Goya de Honor
Pepa Flores
La felicidad que viaja
en un rayo de luz
PEDRO PÉREZ HINOJOS (@pedrophinojos)
Pocas veces una ausencia ha estado más llena de alegría y de presencia que con la entrega del Goya de Honor a Pepa Flores (Málaga, 1948). Y no solo por las amorosas palabras que le dedicaron sus hijas, María, Tamara y Celia, encargadas de recoger el cabezón por ella. El alud de retrospectivas y recordatorios de su vida y de su obra desde que la Academia anunció su elección han hecho, al fin, justicia a su legado y su memoria. Y entre el reencuentro y el descubrimiento, el público y la crítica se han rendido a los pies de una artista absoluta. Es de lo que se trataba, y no de polemizar.

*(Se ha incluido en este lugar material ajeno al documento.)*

PR #7239, opened 2024-10-13
fix(slang): adapt to parser changes

amaanq:
The `auto` rule is removed from slang, so inheriting the C++ highlight queries is disallowed, instead C is inherited, with C++ and HLSL copied sans the `auto` rule.

### DIFF
--- a/queries/slang/highlights.scm
+++ b/queries/slang/highlights.scm
@@ -1,4 +1,308 @@
-; inherits: hlsl
+; inherits: c
+
+; cpp
+((identifier) @variable.member
+  (#lua-match? @variable.member "^m_.*$"))
+
+(parameter_declaration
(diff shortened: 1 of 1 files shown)


clason:
Can you explain _how_ the `auto` rule was removed?

amaanq:
> Can you explain _how_ the `auto` rule was removed?

`generate` filters out unused rules now, which fixes panics. slang overrides a rule that uses auto, hence the removal.

clason:
That sounds like a bigger issue with inherited languages?

amaanq:
how so? an inherited language might not allow one rule from the base language, thus it shouldn't generate the lex and parse states for this rule (making the query invalid)

clason:
I mean that we in general cannot assume that grammars that inherit another implies that the queries can (which we do across a number of languages).

PR #7240, opened 2024-10-14
refactor: replace vim.fn with alias fn for consistency

sys9kdr:
nvim-treesitter is aliasing `vim.fn` to `fn` as a local variable in many files. However, using vim.fn instead of fn in many places.

In this pr, I refactored for using fn.


clason:
Thank you, but the `master` branch is essentially frozen and will be superseded by `main` (which is already heavily refactored). This will make syncing query changes harder.

sys9kdr:
okay thx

Porque, por si había alguna duda, Pepa Flores está “emocionada, contenta y superagradecida” con el premio, según aseguraron sus hijas. Pero desea disfrutar de él en ese “lugar tranquilo y en calma” donde la actriz y cantante malagueña protege su vida y agranda su leyenda desde hace 30 años.
Más que merecido tiene el derecho a esa vida apartada de los focos tras el exceso de exposición y explotación que le arrebató su infancia allá por los años sesenta, cuando fue convertida en mucho más que una niña prodigio de la música y el cine españoles. Aquella cría nacida en el modesto barrio malagueño de Capuchinos, rebautizada como Marisol, ejerció de perfecta aunque involuntaria embajadora de una España que trataba de abrirse al mundo.

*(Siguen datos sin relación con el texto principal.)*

PR #7260, opened 2024-10-18
feat(xresources): xresources parser and queries

ValdezFOmar:
Parser for `.Xresources` or `.Xdefaults` files.

### DIFF
--- a/queries/xresources/folds.scm
+++ b/queries/xresources/folds.scm
@@ -1,10 +1,10 @@
 [
-  (comment)+
   (elif_directive)
   (elifdef_directive)
   (else_directive)
   (if_directive)
   (ifdef_directive)
-  (include_directive)+
   (preprocessor_comment)
+  (comment)+
+  (include_directive)+
 ] @fold
--- a/queries/xresources/folds.scm
+++ b/queries/xresources/folds.scm
@@ -1,0 +1,10 @@
+[
+  (comment)+
+  (elif_directive)
+  (elifdef_directive)
+  (else_directive)
+  (if_directive)
+  (ifdef_directive)
+  (include_directive)+
+  (preprocessor_comment)
+] @fold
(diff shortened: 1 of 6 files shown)


queries/xresources/folds.scm
```diff
@@ -0,0 +1,10 @@
+[
+  (comment)+
+  (elif_directive)
+  (elifdef_directive)
+  (else_directive)
+  (if_directive)
+  (ifdef_directive)
+  (include_directive)+
+  (preprocessor_comment)
```
ribru17, line 9: Would you mind moving the quantified captures to the end of this alternation? You shouldn't have to, but I've noticed a weird but in tree-sitter where folds of different node kinds in the alternations are merged if they are a quantified one followed by a regular one...

queries/xresources/highlights.scm
```diff
@@ -0,0 +1,75 @@
...
+  "#elifndef"
+  "#else"
+  "#endif"
+  (directive)
+] @keyword.directive
+
+(identifier) @variable
+
+(define_directive
+  name: (identifier) @constant)
```
ribru17, line 28: Maybe `@constant` should be `@constant.macro`?

ribru17 (approved):

queries/xresources/highlights.scm
ValdezFOmar: I thought the same but the C queries use `@constant` for this and I wanted to keep them consistent with those (unless the C queries are in the wrong here).

ribru17: Oh thanks for checking that! Yeah IMO that seems wrong for the C queries to be doing that...

ValdezFOmar: I'll change the captures here and open another PR changing the captures for the C queries if that is the desired behavior.

PR #7261, opened 2024-10-18
fix: allow re-running setup and preserve options

dkarter:
# Motivation

I have a lot of plugins that depend on treesitter. In `lazy.nvim` I specify those in the `dependencies` option:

Su marcado acento andaluz y su querencia por la copla y el flamenco contrastaban con sus ojos celestes y su cabello claro –sus pigmaliones no dudaron en teñirlo para aclararlo aún más. Se trataba, en fin, de una perfecta mezcla para estimular el orgullo patrio en pleno desarrollismo y persuadir a los europeos de que, al menos, podíamos llegar a ser tan rubios y pálidos como ellos. Un rayo de luz, Ha llegado un ángel, Tómbola, Rumbo a Río o Las cuatro bodas de Marisol fueron algunas de las películas con las que la cría arrasó en taquilla y se transformó en todo un fenómeno social.
Con el cambio de década, y tras ser obligada a estirar todo lo posible su niñez y adolescencia, Marisol desapareció y en su lugar se hizo carne mortal Pepa Flores, una mujer deseosa de tomar las riendas de su destino vital y profesional. Pero no todo el mundo supo o quiso entender este cambio inevitable, en el que también dejó huella su segundo marido y padre de sus hijas, Antonio Gades.

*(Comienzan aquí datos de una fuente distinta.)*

PR #7278, opened 2024-10-24
fix(rust): regex injections, highlights

ribru17:
**Problem:** Rust's regex injections were not applied since the string content is behind a `(string_content)` node, and the injections were applied to the parent node without the `include-children` directive.

**Solution:** Apply the injections to the string content. Also highlight them accordingly.

### DIFF
--- a/queries/rust/injections.scm
+++ b/queries/rust/injections.scm
@@ -49,7 +49,8 @@
     name: (identifier) @_new
     (#eq? @_new "new"))
   arguments: (arguments
-    (raw_string_literal) @injection.content)
+    (raw_string_literal
+      (string_content) @injection.content))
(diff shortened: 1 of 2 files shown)


queries/rust/injections.scm
```diff
@@ -71,7 +73,8 @@
     (#eq? @_new "new"))
   arguments: (arguments
     (array_expression
-      (raw_string_literal) @injection.content))
+      (raw_string_literal
+        (string_content)) @injection.content))
```
lucario387, line 77: This is still being applied to `raw_string_literal` and not string_content

ribru17: Oops🤦‍♂️thanks

PR #7286, opened 2024-10-25
fix(formatter): simplify code, remove odd line break

ribru17:
This commit simplifies much of the formatter code, removing the need for break statements, removing some unused captures, and merging some redundant `if` cases. The formatter output is the same except in some cases where a (seemingly unintentional) line break is now no longer added.


lucario387 (approved):
I think this is a backport of the optimization you did in ts_query_ls? Great work

ribru17:
Thank you! :)

clason:
@ribru17 thanks! could you take a look at the rebased version on `main`? I hope I didn't drop any changes we made there for nightly...

ribru17:
@clason Just tested, everything looks good to me!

A finales de los setenta y comienzos de los ochenta, Pepa Flores cuajó sus mejores papeles en cine. Los días pasados (1978), a las órdenes de Mario Camus, y Bodas de sangre (1981) y Carmen (1983), dirigidas por Carlos Saura, así como su papel protagonista en la serie Proceso a Mariano Pineda (1984) fueron sus trabajos más distinguidos. Pero justamente al acabar ese ciclo, que parecía preludiar uno más prolongado y triunfal en su madurez, Pepa Flores decidió abandonar su carrera y la vida pública.
Y así, hasta que sus tres hijas acudieron en su nombre a recoger su Goya, entregado a su vez en su querida Málaga. Aunque el premio mayor para Pepa Flores fue el que le recordaron María, Tamara y Celia: “Aunque no te lo creas, has hecho feliz a muchísima gente”. Imposible aspirar a ser responsable de algo mejor.